In the past, women often labored and gave birth in an upright position that kept the pelvis vertical. Kneeling, squatting, sitting or standing up lets the abdominal wall relax and the baby descend more rapidly. Because contractions are stronger and more regular, labor is often shorter.

Today, many women are asking to choose the birth position that is most comfortable for them. Freedom to do so can make a woman feel more confident about managing birth and labor. Women who choose their own methods may feel more satisfied with the entire experience.

If it’s important to you, discuss it with your healthcare provider. Ask about the facilities at the hospital you will use; some have special equipment, such as birthing chairs, squatting bars or birthing beds. Positions you might consider for your labor are described below.

Walking and standing are good positions to use during early labor. Walking may help you breathe more easily and relax more. Standing in a warm shower may provide relief. When walking, be sure someone is with you to offer support.

There has been some debate about walking during labor. Some believe walking helps move the baby into position more quickly, dilates the cervix faster and makes labor more pain free. Others believe walking puts the woman at risk of falling and doesn’t allow for fetal monitoring. One study of more than 1000 pregnant women showed walking had no effects. We believe the bottom line is that it’s a personal decision on your part, and you should be allowed to decide what feels best for you.

Sitting can slow labor. Sitting to rest after walking or standing is OK, but sitting can be uncomfortable during a contraction.

Tip for Week 40

If you want to use a different labor position, massage, relaxation techniques and/or hypnotherapy to relieve labor pain, don’t wait until you’re in labor to ask about it. Discuss it with your healthcare provider at one of your prenatal visits.

Kneeling on hands and knees is a good way to relieve the pain of back labor. Kneeling against a support, such as a chair or your partner, stretches your back muscles. The effects of kneeling are similar to those of walking and standing.

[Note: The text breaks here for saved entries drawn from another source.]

PR #4457, opened 2021-07-06
Merge xen-api-client

robhoes:
This is a subtree merge of the http://github.com/xapi-project/xen-api-client repo into `ocaml/`, plus cleanups in the final commit.


psafont:
I can't find any specific tests regarding xapi-client in the test output, are there any tests in its code?

robhoes:
@psafont Note that the imported thing is `xen-api-client`, while there was already a `xapi-client`. The former does run it's old ounit test case. The output is a bit hidden, but looks like this:
```
failed to read response
failed to read response
failed to read response
failed to read response
failed to read response
failed to read response
failed to read response
failed to read response
failed to read response
failed to read response
failed to read response
failed to read response
failed to read response
failed to read response
failed to read response
failed to read response
failed to read response
failed to read response
failed to read response
failed to read response
failed to read response
failed to read response
failed to read response
failed to read response
failed to read response
failed to read response
failed to read response
failed to read response
failed to read response
failed to read response
failed to read response
failed to read response
..
Ran: 2 tests in: 0.00 seconds.
OK
```
It looks odd, but the test actually passes.

psafont (approved):

edwintorok (approved):
Do we need to explicitly list all the packages in `dune install`, or would it work if we just told it to install everything? i.e. is there a dune package that we do *not* want to install?

robhoes:
> Do we need to explicitly list all the packages in dune install, or would it work if we just told it to install everything? i.e. is there a dune package that we do not want to install?

The Makefile is currently using dune just to install the libraries, probably because the binaries goes into unusual locations.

When you can’t stand, walk or kneel, lie on your side. If you receive pain medication, you’ll need to lie down. Lie on your left side, then turn onto your right side.

Although lying on your back is the most common position used for labor, it can slow labor. It can also make your blood pressure drop and cause your baby’s heart rate to drop. If you lie on your back, elevate the head of the bed and put a pillow under one hip so you are not flat on your back.